• _WORK TO COMPLETE_: Please transcribe exactly, and only, the lines of the data below between the line holding "KrossX: It's what's" and the line holding "ssakash: Personally I", inclusive.

PROVIDED RECORDS Block Start

PR #2598, opened 2018-09-17
GSdx-d3d: tfx.fx correct texture shuffle shaders

lightningterror:
Some values were incorrect, now I'm no expert but looking at the code
and behavior seemed a bit wrong compared to gl.

Improves d3d rendering on Sonic Unleashed, the purple screen is gone
matching it with gl visuals.

Didn't spot any regressions on games that use texture shuffle that I tested.


lightningterror:
@KrossX confirmed that the original code was wrong so now it should be fine. Will merge this once the checks finish.

PR #2602, opened 2018-09-22
GSdx-d3d: Add macro to support ScalingFactor in shaders

lightningterror:


plugins/GSdx/GSDevice11.cpp
```diff
@@ -189,9 +189,19 @@ bool GSDevice11::Create(const std::shared_ptr<GSWnd> &wnd)
 	theApp.LoadResource(IDR_CONVERT_FX, shader);
 	CompileShader(shader.data(), shader.size(), "convert.fx", nullptr, "vs_main", nullptr, &m_convert.vs, il_convert, countof(il_convert), &m_convert.il);
 
+	std::string convert_mstr[1];
```
ssakash: Does this have to be an array for some reason?

plugins/GSdx/GSDevice9.cpp
```diff
@@ -294,9 +294,19 @@ bool GSDevice9::Create(const std::shared_ptr<GSWnd> &wnd)
...
+	std::string convert_mstr[1];
+
+	convert_mstr[0] = format("%d", m_upscale_multiplier);
+
+	D3D_SHADER_MACRO convert_macro[] =
+	{
+		{"PS_SCALE_FACTOR", convert_mstr[0].c_str()},
+		{NULL, NULL},
+	};
+
```
turtleli: Trailing whitespace.

plugins/GSdx/GSDevice11.cpp
```diff
@@ -189,9 +189,19 @@ bool GSDevice11::Create(const std::shared_ptr<GSWnd> &wnd)
...
+
+	convert_mstr[0] = format("%d", m_upscale_multiplier);
```
turtleli: Maybe use `std::to_string` instead?

plugins/GSdx/GSDevice11.cpp
KrossX: Doesn't have to, simply keeps it in line with the other macros.

plugins/GSdx/GSDevice11.cpp
KrossX: It's what's done on the other macros and I'd rather keep it the same.

ssakash: Personally I agree with Turtleli, just because someone used an inefficient way to do something before doesn't mean we still have to follow that inefficient approach in the name of consistency.

lightningterror:
Note to self -> remove dx9 stuff since ScalingFactor won't be used on dx9 and it will be a pointless change.

plugins/GSdx/GSDeviceDX.cpp
```diff
@@ -30,6 +30,8 @@ bool GSDeviceDX::s_old_d3d_compiler_dll;
 
 GSDeviceDX::GSDeviceDX()
 {
+	m_upscale_multiplier = theApp.GetConfigI("upscale_multiplier");
```
lightningterror: Maybe tie m_upscale_multiplier with nvidia hack so we use 1 check for both.

lightningterror:
So what are we gonna do with this ? I prefer to merge it since shader 17 needs it and for future depth support.

KrossX:
I like it the way it is, so I have no intention in making the suggested changes.

lightningterror:
I'm fine with the changes even if there is a bit better way to do it, at least this way we keep things consistent, and the code can be improved in the future in one go with all macros.

And I rather have this merged than have a half working feature.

PROVIDED RECORDS Block End

• _SOLUTION FOR THIS PROBLEM_:
KrossX: It's what's done on the other macros and I'd rather keep it the same.

ssakash: Personally I agree with Turtleli, just because someone used an inefficient way to do something before doesn't mean we still have to follow that inefficient approach in the name of consistency.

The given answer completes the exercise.